I do not want to worry. Worry about the people I love, the people I know, everyone in my life.
I do not want to pretend to be happy, and I do not want to live in sad.
I do not want to make plans and have them turn to sand.
I do not want to dig any deeper to find joy.
I am not okay.

I have been here before.
I have had these feelings before. The reasons were different.
I know I have been here before.

I planned and packed for the holidays. In ways, my friends could not understand.
I unpack. I set the room. Her own duvet turns it into her own bedroom.
I remembered the spare headphones. I remembered the plastic stim toy. I bought the must-have foods.
I re-organised most of the furniture. The wheelchair must get through.
I arranged the activities in advance and prepared everyone.
I knew where the nearest hospital was, and I packed the medical reports. Just in case.
I cooked. I served. I entertained.

I did well.
I got to it all.
I think it will be okay.

I forgot to pack my food (I don’t eat meat), my book and well a couple things that make me…me.
It will be okay.

I wake. I listen. She calls. I go. I calm fears I do not understand. 
I go back to bed. I sleep. 
I wake. He coughs. He quiets. He coughs. He reaches for his asthma pump. I hold him. 
I feel the morning. I tip-toe out of the room. I set up for the day ahead.
I see them, my younger children, racing on the shoreline. My heart swells because they are mine.
I smile. I wave. They enjoy the beach.
I sit here. I hold her hand. The sand and the wind: too much for her.

I'll go to the shore tomorrow.
I'll go and dip my toes.
It will be quick. I’ll be back. They will need me again.

See,
I've felt this before. I felt all this, and I felt nothing, all in one go. But then
I learnt that all and nothing can work themselves out, when 
I dared to stop and ask them, what are they all about?
I heard them say: we are trying to let you know it’s okay to not be okay. 
I asked in a shaky voice: what is the way to being, “not okay”, as you say?
I heard them soothingly whisper: Come into the day quietly and softly before they all awake. 
We will teach you what it means to not be okay. 

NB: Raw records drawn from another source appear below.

PR #5526, opened 2023-01-10
Default TunnelingAgentIP only when Tunneling expose strategy is set

rastislavs:
Signed-off-by: Rastislav Szabo <rastislav@kubermatic.com>

Dashboard is always sending `TunnelingAgentIP` to the backend no matter which expose strategy is used, which can lead to errors like `TunnelingAgentIP: Forbidden: Tunneling agent IP can be configured only for Tunneling Expose strategy`.
The PR makes sure the default cluster endpoint returns `TunnelingAgentIP` only when the Tunneling expose strategy is set.

Fixes #

**What type of PR is this?**
/kind bug

```release-note
NONE
```

**Documentation**:

```documentation
NONE
```

### DIFF
--- a/modules/api/pkg/handler/v2/cluster_default/cluster_default.go
+++ b/modules/api/pkg/handler/v2/cluster_default/cluster_default.go
@@ -156,7 +156,9 @@ func GetDefaultClusterEndpoint(
 
 func mapNetworkDefaultsToCluster(networkDefaults apiv2.NetworkDefaults, cluster *kubermaticv1.Cluster) *kubermaticv1.Cluster {
 	cluster.Spec.ExposeStrategy = networkDefaults.ClusterExposeStrategy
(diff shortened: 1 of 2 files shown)


pkprzekwas (approved):
/lgtm
/approve

pkprzekwas (approved):
/lgtm
/approve

ahmedwaleedmalik:
In general, this should be handled the other way around. The front end should get all the possible defaults and then remove the payload based on the expose strategy. That saves us from sending an API call when we want to change some fields like expose strategy, IP family etc.

rastislavs:
> In general, this should be handled the other way around. Front end should get all the possible defaults and then remove the payload before sending the post/put/patch requests based on the expose strategy. That saves us from sending additional API calls when we want to change some fields like expose strategy, IP family, etc.

@ahmedwaleedmalik ah, okay, I am fine with reverting this if we want to fix this on the frontend side

PR #5544, opened 2023-01-16
Changing Provider after choosing Kubeadm Break the wizard

### LINKED ISSUE #5505: Changing Provider after choosing Kubeadm Break the wizard
**What is the problem?**
after choosing kubeadm in the first step in the wizard and try to chose another provider the wizard still the same wizard for kubeadm (no steps for settings and initial node shown)and an error showed repeatedly in the console 

**Expected behavior **
the user should be able to change the providers in the first step and the wizard's steps will changed according to the provider so when user chose kubeadm provider the wizard step will be 4 (no settings and initial node steps  for kubeadm) and when the user change the provider the steps suppose to be changed to 6 

**How to reproduce the issue?**
1- go to create cluster wizard
2- chose kubeadm the steps will be 4 steps (which is right )
3- chose another provider you will see that the steps number still the same didn't changed (it suppose to be 6)
4-notice the errors in the console

ahmadhamzh:
**What this PR does / why we need it**
fix displaying steps for wizard in case change provider after choosing kubeadm provider

Fixes #5505 

**What type of PR is this?**
/kind bug

```release-note
NONE
```

```documentation
NONE
```

### DIFF
--- a/modules/web/src/app/core/services/wizard/wizard.ts
+++ b/modules/web/src/app/core/services/wizard/wizard.ts
@@ -14,7 +14,7 @@
 
 import {EventEmitter, Injectable} from '@angular/core';
 import {MatStepper} from '@angular/material/stepper';
-import {StepRegistry, WizardStep} from '@app/wizard/config';
+import {StepRegistry, WizardStep, steps} from '@app/wizard/config';
 import {NodeDataService} from '@core/services/node-data/service';
 import {NodeProvider, OperatingSystem} from '@shared/model/NodeProviderConstants';
 import {ClusterSpecService} from '@core/services/cluster-spec';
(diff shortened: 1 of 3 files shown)


modules/web/src/app/core/services/wizard/wizard.ts
```diff
@@ -33,22 +33,15 @@ export class WizardService {
     constructor(private _parent: WizardService) {}
 
     handleProviderChange(provider: NodeProvider): void {
+      this._parent._steps = steps;
```
Waseem826, line 36: We should call the setter method instead.
```suggestion
      this._parent.steps = steps;
```

modules/web/src/app/core/services/wizard/wizard.ts
```diff
@@ -109,6 +102,10 @@ export class WizardService {
     this._clusterSpecService.provider = provider;
   }
 
+  getStepsForEditClusterTemplate(provider: NodeProvider) {
```
Waseem826, line 105: Wdyt?
```suggestion
  forceHandleProviderChange(provider: NodeProvider) {
```

Waseem826 (changes requested):
Some feedback. PTAL

modules/web/src/app/core/services/wizard/wizard.ts
ahmadhamzh: sounds better

Waseem826 (approved):
/approve

PR #5574, opened 2023-01-19
Add missing external cluster error states in `ExternalClusterState`

Waseem826:
Add missing external cluster error states in `ExternalClusterState`.

Fixes #

**What type of PR is this?**

/kind feature

```release-note
NONE
```

**Documentation**:

```documentation
NONE
```

### DIFF
--- a/modules/web/src/app/shared/entity/external-cluster.ts
+++ b/modules/web/src/app/shared/entity/external-cluster.ts
@@ -94,27 +94,10 @@ export class ExternalCluster {
   }
 
   static getStatusIcon(cluster: ExternalCluster): string {
-    switch (cluster?.status?.state) {
-      case ExternalClusterState.Running:
-        return StatusIcon.Running;
-      case ExternalClusterState.Provisioning:
-      case ExternalClusterState.Reconciling:
-      case ExternalClusterState.ReconcilingUpgrade:
-      case ExternalClusterState.ReconcilingMigrate:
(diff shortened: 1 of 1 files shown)


KhizerRehan (approved):

modules/web/.eslintrc.yml
```diff
@@ -62,7 +62,7 @@ rules:
   prefer-rest-params: error
   complexity:
     - error
-    - 15
+    - 20
```
ahmedwaleedmalik, line 65: @Waseem826 It's better to reduce complexity in your function instead of increasing this in eslint config.

ahmedwaleedmalik (changes requested):

modules/web/.eslintrc.yml
Waseem826: I'll add ts-ignore to mute this error because its not possible to reduce complexity in my scenario

Waseem826: I'll add ts-ignore to mute this error because its not possible to reduce complexity in my scenario

ahmedwaleedmalik: Can't you use a map instead of using switches?

Waseem826: Yea, ended up using map.

ahmedwaleedmalik (approved):
/approve

Issue #5598, opened 2023-01-25
Application Method and Source icons not displayed in cluster wizard summary


Waseem826:
### What happened
Application Method and Source icons are sometimes not displayed on cluster wizard summary step.

![screenshot-localhost_8000-2023 01 25-13_40_00](https://user-images.githubusercontent.com/13975988/214517445-987b0dc8-b7b0-4ad7-9f6c-bb23e45c8cf3.png)

### Expected behavior
Application Method and Source icons should always be displayed on cluster wizard summary step.

![screenshot-localhost_8000-2023 01 25-13_40_44](https://user-images.githubusercontent.com/13975988/214517530-daa77813-203b-40a9-82e3-9cb2b4a2b635.png)

PR #5600, opened 2023-01-25
add method to appdef list endpoint

### LINKED ISSUE #5222: Application method and source information missing in cluster template
### What happened
After recent API changes to applications (https://github.com/kubermatic/dashboard/pull/5184), `method` and `source` information is missing from applications data in cluster template.
Due to this change, `method` and `source` details cannot be displayed for applications in cluster template dialog:

screenshot-localhost_8000-2022 10 06-21_59_16

### Expected behavior
`method` and `source` information is present in applications of cluster template.

SimonTheLeg:

Fixes #5222 

**What type of PR is this?**

/kind bug

To fix what is shown in the screenshots of the original issue, only the field method is required if I understand it correctly. This is added with this PR. Currently this PR purposefully does not include the source field, as it is not required for the versions. Additionally including the source is also a bit more tricky and produces a much larger body, as the source is specified per version of an application.

image
(Screenshot from the create clustertemplate dialogue)

```release-note
NONE
```

**Documentation**:

```documentation
NONE
```

### DIFF
--- a/modules/api/cmd/kubermatic-api/swagger.json
+++ b/modules/api/cmd/kubermatic-api/swagger.json
@@ -29108,6 +29108,9 @@
             "type": "string"
           },
           "x-go-name": "Labels"
+        },
+        "method": {
+          "$ref": "#/definitions/TemplateMethod"
         }
       },
       "x-go-package": "k8c.io/dashboard/v2/pkg/api/v2"
--- a/modules/api/pkg/api/v2/types.go
+++ b/modules/api/pkg/api/v2/types.go
@@ -1962,6 +1962,8 @@ type ApplicationDefinitionListItemSpec struct {
 	Labels map[string]string `json:"labels,omitempty"`
 	// Description of the application. what is its purpose
 	Description string `json:"description"`
+	// Method used to install the application
+	Method appskubermaticv1.TemplateMethod `json:"method"`
 }
 
 // ApplicationDefinitionBody is the object representing the POST/PUT payload of an ApplicationDefinition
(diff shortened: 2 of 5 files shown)


Waseem826:
@SimonTheLeg original issue was about Applications in a cluster template and those screenshots (in attached issue) are not from "Create Cluster Template" (which opens the wizard), but those are from "Create Cluster from Template" dialog which is opened from Cluster Templates page. On that dialog we don't load application definitions but only load `applications` from cluster template data. So I think that issue won't be solved by changes in this PR.

https://user-images.githubusercontent.com/13975988/214612359-dec831e9-049d-426f-9d88-7dba0ce58485.mov


That being said, adding `method` in Application Definition list is still helpful since it will help in fixing another [issue](https://github.com/kubermatic/dashboard/issues/5598). But at the same time, since `source` information is not present in Application Definition List so in order to display source icon I might have to cross reference Application Definition from Application Installations and then load details of those Application Definitions.

SimonTheLeg:
@Waseem826 

I see. Luckily it looks like this is fixed as well :)

image

Waseem826:
@SimonTheLeg I think this only fixed the Mode icon but Source icon will still not work. This can be tested if method and source are not the same (e.g. `Helm` and `Git`).

Waseem826:
https://github.com/kubermatic/dashboard/pull/5630 will fix the original issue.

SimonTheLeg:
okay so if I readd the attached PR correctly, then we wanted to display both source and method if they differ. This I did not know about. Okay understood, for this then it makes more sense to directly fetch teh appdef.

If I understand the FE PR correctly this means we do not need this BE PR here anymore, right @Waseem826?

Waseem826:
Yes @SimonTheLeg. We can close this PR I think.

PR #5615, opened 2023-01-30
Fix resource quota calculation - support MD edit

### LINKED ISSUE #5610: Quota calculation - Support MachineDeployment edit
Quota calculation API works like:

- get node details and amount of replicas (in payload)
- based on project, get the resource quota
- calculate node details x amount of replicas 
- return resource quota + calculated quota

This works fine for new clusters and new MachineDeployments, but doesnt cover the case when an user is editing the MD node size or adding more replicas. (https://github.com/kubermatic/dashboard/issues/5584#issuecomment-1404793532)

To support calculating quotas during editing, the API needs to know the existing status. Maybe add an extra field in the payload with:
- existing replicas
- existing node size

then if that field is set, the API can easily calculate the quota

pkprzekwas:
In order to fix resource quota calculation while editing machine deployments, we need to add support for `replacedResources`. This allows to subtract resources of an old type in the final calculation. 

Fixes #5610 

**What type of PR is this?**
/kind bug

```release-note
NONE
```

**Documentation**:
```documentation
NONE
```


ahmedwaleedmalik (approved):
/approve

PR #5634, opened 2023-02-01
Fix Restrict Preset to Projects

### LINKED ISSUE #5632: Preset Limitation to Projects
### What happened
regarding restrict preset to projects we need to fix these issues :
* on select the projects the list contain only the projects that showed in the projects view (so if in the select project view all projects is displayed then the list of projects in the create preset dialog will have all project)
* the project list in the payload for create preset is the list of the projects name's
### Expected behavior
- [x] admin should see all the projects in the list always 
- [x] we should send the projects id's instead of name's

### How to reproduce
* disable the option to show all the projects in the projects list view 
* create new preset you will notice that only the projects you own will be in the list 
* after creating the preset check the network (notice the array for projects in the payload have the projects names)

ahmadhamzh:
fix projects in the payload for create preset

Fixes #5632

**What type of PR is this?**
/kind bug

```release-note
NONE
```

```documentation
NONE
```

### DIFF
--- a/modules/web/src/app/settings/admin/presets/dialog/steps/preset/component.ts
+++ b/modules/web/src/app/settings/admin/presets/dialog/steps/preset/component.ts
@@ -56,7 +56,7 @@ export class PresetStepComponent extends BaseFormValidator implements OnInit {
   readonly domainRegex = '^(?!-)[A-Za-z0-9-]+([\\-.][a-z0-9]+)*\\.[A-Za-z]{2,6}$';
 
   domains: string[] = [];
-  projects: string[] = [];
+  projects: Project[] = [];
   projectLabel = ProjectState.Ready;
 
   constructor(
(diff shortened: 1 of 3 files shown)


modules/web/src/app/settings/admin/presets/dialog/steps/preset/component.ts
```diff
@@ -80,22 +80,31 @@ export class PresetStepComponent extends BaseFormValidator implements OnInit {
...
   }
 
+  projectDisplayFn(projectId: string[]): string[] {
+    if (projectId) {
+      return projectId?.map(id => {
+        return this.projects.find(project => project.id === id)?.name;
+      });
+    }
+    return [];
+  }
```
Waseem826, line 90:
```suggestion
  projectDisplayFn(projectId: string[]): string {
    if (projectId) {
      return projectId.map(id => {
        return this.projects.find(project => project.id === id)?.name;
      }).join(', ');
    }
    return '';
  }
```

Waseem826 (commented):
One suggestion. PTAL

Waseem826 (approved):

PR #5645, opened 2023-02-02
Use router state to communicate `mode` value to cluster wizard

Waseem826:
Use router state to communicate `mode` value to cluster wizard. Previously we were using query params for `mode` which is not ideal since that information is not important for end user.

**What type of PR is this?**

/kind bug

```release-note
NONE
```

**Documentation**:

```documentation
NONE
```


ahmedwaleedmalik (approved):
/approve

ahmedwaleedmalik:
@Waseem826 I think we should merge this before the release. So maybe it should have `code-freeze-approved` label :D

Waseem826:
@ahmedwaleedmalik I'll add it now. I was waiting for the approval 😉

PR #7349, opened 2025-05-22
fix(build): fix build for post dashboard ce main

rajaSahil:
This PR fixes a build issue on the post-dashboard-ce-main pipeline. The problem was caused by an import of group-project-binding/handler, which is part of our `ee` code. Since the `ce` build doesn't include the `ee` build tag, all files in that package were excluded—causing the build to fail.

Fixes #

**What type of PR is this?**

/kind bug

```release-note
NONE
```

**Documentation**:

```documentation
NONE
```

### DIFF
--- a/modules/api/pkg/provider/kubernetes/member.go
+++ b/modules/api/pkg/provider/kubernetes/member.go
@@ -287,7 +287,7 @@ func (p *ProjectMemberProvider) MapUserToRoles(ctx context.Context, user *kuberm
 
 	roles := sets.New[string]()
 	if user.Spec.IsAdmin {
-		roles.Insert("owners")
+		roles.Insert(provider.OwnersRole)
 		return roles, nil
 	}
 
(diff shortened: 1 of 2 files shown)


modules/api/pkg/provider/kubernetes/member.go
```diff
@@ -293,7 +292,7 @@ func (p *ProjectMemberProvider) MapUserToRoles(ctx context.Context, user *kuberm
 	}
 
 	if user.Spec.IsGlobalViewer {
-		roles.Insert(handler.ViewersRole)
+		roles.Insert("viewers")
```
ahmedwaleedmalik, line 295: Instead of moving away from constants, move https://github.com/kubermatic/dashboard/blob/main/modules/api/pkg/ee/group-project-binding/handler/handler.go#L47-L51 somewhere else so that they are accessible for CE/EE both.

ahmedwaleedmalik (changes requested):

ahmedwaleedmalik (approved):
Great job 👍 

/approve

PR #7369, opened 2025-05-26
Display KubeVirt Subnet CIDRs in UI

moadqassem:
This PR supports showing the kubevirt subnets CIDR in the UI. 

Fixes #

**What type of PR is this?**
/kind feature

```release-note
Display KubeVirt Subnet CIDRs in UI
```

**Documentation**:

```documentation
None
```

### DIFF
--- a/modules/api/pkg/provider/cloud/kubevirt/networks.go
+++ b/modules/api/pkg/provider/cloud/kubevirt/networks.go
@@ -18,6 +18,7 @@ package kubevirt
 
 import (
 	"context"
+	"fmt"
 
 	"k8c.io/dashboard/v2/pkg/provider/cloud/kubevirt/providernetworks/kubeovn"
 
@@ -56,7 +57,8 @@ func GetProviderNetworkSubnets(ctx context.Context, client ctrlruntimeclient.Cli
 
 	subnets := make([]string, 0, len(subs))
 	for _, subnet := range subs {
-		subnets = append(subnets, subnet.Name)
+		subnetName := fmt.Sprintf("%v (%v)", subnet.Name, subnet.CIDRBlock)
+		subnets = append(subnets, subnetName)
 	}
 
 	return subnets, nil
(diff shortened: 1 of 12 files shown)


modules/api/pkg/provider/cloud/kubevirt/networks.go
```diff
@@ -56,7 +57,8 @@ func GetProviderNetworkSubnets(ctx context.Context, client ctrlruntimeclient.Cli
 
 	subnets := make([]string, 0, len(subs))
 	for _, subnet := range subs {
-		subnets = append(subnets, subnet.Name)
+		subnetName := fmt.Sprintf("%v (%v)", subnet.Name, subnet.CIDRBlock)
```
Waseem826, line 60: I think we should handle this change on frontend because by changing value of `name`, frontend will send this exact value to backend which might cause problems.

Waseem826: Currently, only `name` field is sent in response by API so we'll need to add this `cidrblock` field to response.

moadqassem: Ah yeah good catch! Let me take care of it.

modules/web/src/app/node-data/basic/provider/kubevirt/template.html
```diff
@@ -119,7 +119,7 @@
                (changed)="onSubnetChange($event)"
```
Waseem826, line 119: We also need this `valueFormatter` if we want to display custom value for selected subnet. This would require a change in `getSubnetOptionName` method so it will be passed a `string` value of selected subnet name and then we need to find the subnet from `subnets` array based on this name. Here's a similar example: https://github.com/kubermatic/dashboard/blob/main/modules/web/src/app/node-data/basic/provider/aws/component.ts#L221

```suggestion
               (changed)="onSubnetChange($event)"
               [valueFormatter]="getSubnetOptionName.bind(this)"
```

PR #7389, opened 2025-06-02
Fix token cookie cleaning by passing path argument to delete method

Waseem826:
The `path` argument was missing while calling cookie delete method due to which token cookie was not being deleted. This would result in application using an invalid token hence rendering the dashboard useless until token cookie was deleted manually.

Fixes #

**What type of PR is this?**

/kind bug

```release-note
NONE
```

**Documentation**:

```documentation
NONE
```

### DIFF
--- a/modules/web/src/app/core/services/auth/service.ts
+++ b/modules/web/src/app/core/services/auth/service.ts
@@ -190,10 +190,8 @@ export class Auth {
   }
 
   private _deleteToken(): void {
-    if (this._cookieService.check(this._cookie.token)) {
-      this._cookieService.delete(this._cookie.token);
-      return;
-    }
+    this._cookieService.delete(this._cookie.token, '/');
+    this._tokenService.token = null;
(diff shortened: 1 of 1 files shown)


modules/web/src/app/core/services/auth/service.ts
```diff
@@ -190,18 +190,15 @@ export class Auth {
   }
 
   private _deleteToken(): void {
-    if (this._cookieService.check(this._cookie.token)) {
-      this._cookieService.delete(this._cookie.token);
-      return;
-    }
+    this._cookieService.delete(this._cookie.token, '/');
+    this._tokenService.token = null;
```
KhizerRehan, line 194: I see Setter accepts string as an argument and it works because of not having ""strictNullChecks": false" by default should we update signature of setter to accept null too for safety reasons?

TokenService

```ts
set token(token: string | null) {
  ...
}
```

PR #7413, opened 2025-06-10
add logic to handle new field for kv cpu configuration too

soer3n:

This pr adds logic to handle the new introduced field in kkp seed for handling cpu assignment to kubevirt virtual machines. The defaulting for these virtual machines is also changing with this pull requests to use `.domain.cpu` in kubevirt spec as the default instead of resrouce requests and limits which was the default in previous kkp versions.

ref: https://github.com/kubermatic/kubermatic/pull/14621

Fixes #

**What type of PR is this?**

/kind feature

```release-note
[Breaking Changes] The `usePodResourcesCPU` feature will replace `enableDedicatedCPUs` flag. In the time of deprecation both are taking effect but the new value will have more priority. When `enableDedicatedCPUs` is set to `false` which is also the default value, you need to set `usePodResourcesCPU` to `true` to keep the same behaviour as before for new created machines. If `enableDedicatedCPUs` was set to `true` nothing needs to be changed.
```

**Documentation**:

```documentation
https://github.com/kubermatic/docs/pull/1889
```

### DIFF
--- a/modules/api/pkg/resources/machine/common.go
+++ b/modules/api/pkg/resources/machine/common.go
@@ -623,7 +623,7 @@ func GetKubevirtProviderConfig(cluster *kubermaticv1.Cluster, nodeSpec apiv1.Nod
 	// - EnableDedicatedCPUs defaults (false) to .resources.requests/limits
 	// - UsePodResourcesCPU defaults (false) to .domain.cpu
 	// as long as we have the deprecated and new flag we need to account for 4 cases:
-	// 
+	//
 	// | Old Flag (EnableDedicatedCPUs) | New Flag (UsePodResourcesCPU) | Source for KubeVirt VM CPU |
 	// |---------|---------|---------|
 	// | true | false | .domain.cpu |


modules/api/pkg/resources/machine/common.go
```diff
@@ -619,14 +619,23 @@ func GetKubevirtProviderConfig(cluster *kubermaticv1.Cluster, nodeSpec apiv1.Nod
...
-	if dc.Spec.Kubevirt.EnableDedicatedCPUs {
+	// defaulting for both flags regarding virtual machine cpu assignment:
+	// - EnableDedicatedCPUs defaults (false) to .resources.requests/limits
+	// - UsePodResourcesCPU defaults (false) to .domain.cpu
+	// as long as we have the deprecated and new flag we need to take care about 4 cases
+	// 1) old flag is set to true and new flag is set to false => .domain.cpu will be used in kubevirt vm
+	// 2) old flag is set to true and new flag is set to true => .domain.cpu will be used in kubevirt vm
+	// 3) old flag is set to false and new flag is set to false => .domain.cpu will be used in kubevirt vm
+	// 4) old flag is set to false and new flag is set to true => .resources.requests/limits will be used
+	// in kubevirt vm
```
KhizerRehan, line 630:
```suggestion
	// defaulting for both flags regarding virtual machine cpu assignment:
	// - EnableDedicatedCPUs defaults (false) to .resources.requests/limits
	// - UsePodResourcesCPU defaults (false) to .domain.cpu
	// as long as we have the deprecated and new flag we need to account for 4 cases:
	// 
	// | Old Flag (EnableDedicatedCPUs) | New Flag (UsePodResourcesCPU) | Source for KubeVirt VM CPU |
	// |---------|---------|---------|
	// | true | false | .domain.cpu |
	// | true | true | .domain.cpu |
	// | false | false | .domain.cpu |
	// | false | true | .resources.requests/limits |
```

If this improved comment can help in readability otherwise please ignore this comment.
thx

PR #7415, opened 2025-06-10
Preserve CustomDiskSize checkbox value and fields on Edit Machine Deployment

### LINKED ISSUE #7281: "Custom Disk" setting is not preserved on the edit MachineDeployment dialogue when not enforced
### What happened

When setting up a custom disk size on a machine deployment, the setting is not shown when opening the edit dialogue:

https://github.com/user-attachments/assets/ea7cf069-8a61-4a64-ae40-435cbab6a153

### Expected behavior

The "Custom Disk" checkbox should be checked once the asynchronous call to fetch the MD spec is resolved, as it happens with the rest of the settings. Once manually checking it, we can see that the size that was previously set is displayed on the "Disk Size in GB" input box.

### How to reproduce

We have a second environment that does not display this behaviour due to:

```yaml
spec:
[...]
  providerConfiguration:
    openStack:
      enforceCustomDisk: true
```

... being set on the `kubermaticsetting.yaml`. So, as long as this is not the case, the bug should reproduce.

### Environment
- UI Version: 2.27.2
- API Version: 2.27
- Cloud Provider: OpenStack

KhizerRehan:
This PR fixes to preserve "Custom Disk" checkbox in Edit Machine Deployment Dialog and display DiskSize field.

https://github.com/user-attachments/assets/6a0bf9e7-baf4-4099-a6ea-a74f169560a6

Fixes #7281 

**What type of PR is this?**
/kind bug

Checks presence of diskSize in case of "Custom Disk" option is selected

```release-note
Shows custom disk fields when a custom disk is configured in the Machine Deployment edit dialog.
```

**Documentation**:

```documentation
NONE
```

### DIFF
--- a/modules/web/src/app/node-data/basic/provider/openstack/component.ts
+++ b/modules/web/src/app/node-data/basic/provider/openstack/component.ts
@@ -283,9 +283,11 @@ export class OpenstackBasicNodeDataComponent extends BaseFormValidator implement
         `PT${this._nodeDataService.nodeData.spec.cloud.openstack.instanceReadyCheckTimeout}`.toUpperCase()
       ).asSeconds();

I woke without the alarm. I started to write.
I wrote to God. I wrote to my heart.  I wrote for all the ones like me.
I find sometimes, I bake. Sometimes I sing. Sometimes, I just sit and think.

I come into the day quietly and softly. I marvel at how much I pack into that short space of time, that makes me…me. 
I'm okay not being okay. Are you? - Desirae Pillay 2021 

Desirae has three children: Savannah (25 years), Talisa (19years) and Eli Michael (13 years). Savannah was born when Desirae was eighteen years old and she was a single mother for a time before marrying Michael. Savannah is autistic and is a person with cerebral palsy. Michael and Desirae care for Savannah as she cannot live independently. Desirae worked as an Assistive Technology Advisor in the disability sector, served in the autism community, and is now employed in the child safety sector. She writes for the purpose of sharing different perspectives and to encourage a thinking line around being kinder and more considerate of other people’s experiences in the areas of parenting, childhood trauma and disability. She writes because she knows that Faith, Hope and Love abide.